The loss threshold that terminates training. The loop continues while ANN[-1].loss() > thresh. Once the loss on the last sample falls at or below this value the loop exits cleanly.
Returns
A tuple (ANN, loss):
ANN — the trained network with updated weights.
loss — a list of per-epoch loss values recorded up to the stopping point.
Early stopping
In addition to the threshold check, the function monitors the loss list after every epoch. Once at least three epoch-loss values have been recorded (len(loss) > 2), it halts immediately if the latest loss is greater than the previous one:if len(loss) > 2 and loss[-1] > loss[-2]:
break
This guard requires three data points before triggering so that a single noisy epoch does not stop training prematurely. It prevents wasted computation when the optimizer has already passed a local minimum and the loss is climbing.gradient_descent_threshold performs an initial forward pass on x[0] / y[0] before the while loop so the loss threshold can be checked before any gradient updates. It will also stop training early if the loss increases between consecutive epochs (after at least three epochs have been recorded), even if the threshold has not yet been reached. Always inspect the returned loss list to verify why training stopped.
Example
import numpy as np
from ANN import InputLayer, HiddenLayer, OutputLayer, gradient_descent_threshold
# Build network
l0 = InputLayer(2)
l1 = HiddenLayer(4, actfn="sigmoid")
l2 = OutputLayer(1, outputfn="sigmoid", lossfn="bincrossentropy")
l1.attach_after(l0)
l2.attach_after(l1)
l1.set_weights(method="xavier")
l1.set_biases(method="zeros")
l2.set_weights(method="xavier")
l2.set_biases(method="zeros")
ANN = [l0, l1, l2]
# XOR-style binary dataset
x_train = np.array([[0, 0], [0, 1], [1, 0], [1, 1]], dtype=float)

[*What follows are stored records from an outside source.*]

PR #495, opened 2026-05-10
Fix/workspace restore on conv switch

Boris-:
## What

Fixes workspace restoration when switching between chat conversations in AntStation.

- Persists each conversation’s workspace path.
- Restores the saved workspace when opening a conversation.
- Updates the chat system prompt to reflect the per-chat workspace model.
- Hardens workspace switching against async races during rapid conversation switches.
- Ensures sends use the conversation/session workspace instead of relying only on mutable global workspace state.

## Why

Chats can be tied to different folders/repos, but switching conversations previously did not reliably restore the correct workspace. This could leave the UI showing or using the wrong project context, especially when moving between conversations from different workspaces.

The additional hardening prevents stale async workspace restore calls from overwriting the latest selected workspace, and ensures chat sends execute in the workspace associated with the conversation.

## Testing

Added/updated renderer chat routing tests for workspace behavior:

- Opening a conversation restores its saved workspace path.
- Opening a conversation does not call workspace switching when the saved workspace already matches the current workspace.
- Rapid conversation switching keeps the latest conversation’s workspace selected and re-applies it if a stale async restore completes later.

Validated with:

- `pnpm -C apps/desktop typecheck:renderer`
- `pnpm -C apps/desktop exec tsc -p tsconfig.main.json --noEmit`
- `pnpm -C apps/desktop exec tsc --noEmit --target ES2022 --module ESNext --moduleResolution Bundler --jsx react-jsx --types node,vite/client src/renderer/modules/chat.peer-routing.test.ts`
- `pnpm -C apps/desktop exec tsx --test src/renderer/modules/chat.peer-routing.test.ts`
- `git diff --check`

## Checklist

- [ ] `pnpm run build` passes
- [ ] `pnpm run test` passes
- [x] Breaking changes documented

### DIFF
--- a/apps/desktop/src/main/chat-system-prompt.ts
+++ b/apps/desktop/src/main/chat-system-prompt.ts
@@ -65,7 +65,9 @@ export function buildAntstationSystemPrompt(
   return `${resolvedBasePrompt}
 
 Workspace model:
-- All chats share the selected workspace path at the app level.
-- Conversation history is per chat, but repo and directory context are shared across chats until the workspace changes.
+- Each chat has its own workspace (folder/repo) that is stored when the chat is created.
+- When you switch to a different chat, the workspace automatically switches to that chat's stored workspace.
+- When starting a new chat, it uses whatever workspace is currently selected.
+- The workspace indicator in the UI shows the current workspace for the active chat.
 `.trim();
 }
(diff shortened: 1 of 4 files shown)


kotevcode:
@claude

Boris-:
Addressed @claude review feedback and pushed e8d1e58c.

Changes:

Guarded stale chooseWorkspace() failure reset with token === workspaceSwitchToken.
Reset desiredWorkspacePath on failed/thrown restoreWorkspace() only when it is still the active token.
Snapshotted workspace path at openConversation() start before async conversation load.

y_train = np.array([[0], [1], [1], [0]], dtype=float)
# Train until loss drops below 0.05
ANN, loss = gradient_descent_threshold(ANN, x_train, y_train, eta=0.1, thresh=0.05)
print(f"Stopped after {len(loss)} epochs. Final loss: {loss[-1]:.4f}")
Weight Update Rule
Both training functions apply the same parameter update rule after each sample’s backward pass. Weights are shifted opposite to the gradient of the loss with respect to those weights, scaled by the learning rate:
ANN[i].W -= eta * ANN[i].dLdW
ANN[i].Bias -= eta * ANN[i].dLda.reshape(1, -1)
dLdW holds the gradient of the loss with respect to the weight matrix of layer i, and dLda holds the gradient with respect to the pre-activation values (which is also the gradient with respect to the bias vector after reshaping). Both are computed and stored on each layer object during the backward pass. See Backpropagation for a detailed explanation of how these gradients are derived.
Choosing a good learning rate is the single most impactful hyperparameter decision when training. Start with a value in the range 0.001 – 0.01. If loss oscillates wildly or increases, reduce eta by a factor of 10. If loss decreases very slowly and training feels sluggish, try increasing it. For networks using relu activations, He initialization paired with eta=0.001 is a reliable baseline.
Plotting the Loss Curve
Both functions return a loss list that you can plot directly to visualise how the training progressed over time.
import matplotlib.pyplot as plt
ANN, loss = gradient_descent_epoch(ANN, x_train, y_train, eta=0.01, epochs=100)
plt.plot(loss)
plt.xlabel('Epoch')
plt.ylabel('Loss')
plt.title('Training Loss')
plt.show()
A smoothly decreasing curve indicates healthy training. A flat curve suggests the learning rate is too small or the network architecture needs revision. A curve that spikes upward after initially decreasing is a sign to lower eta or inspect your data for outliers.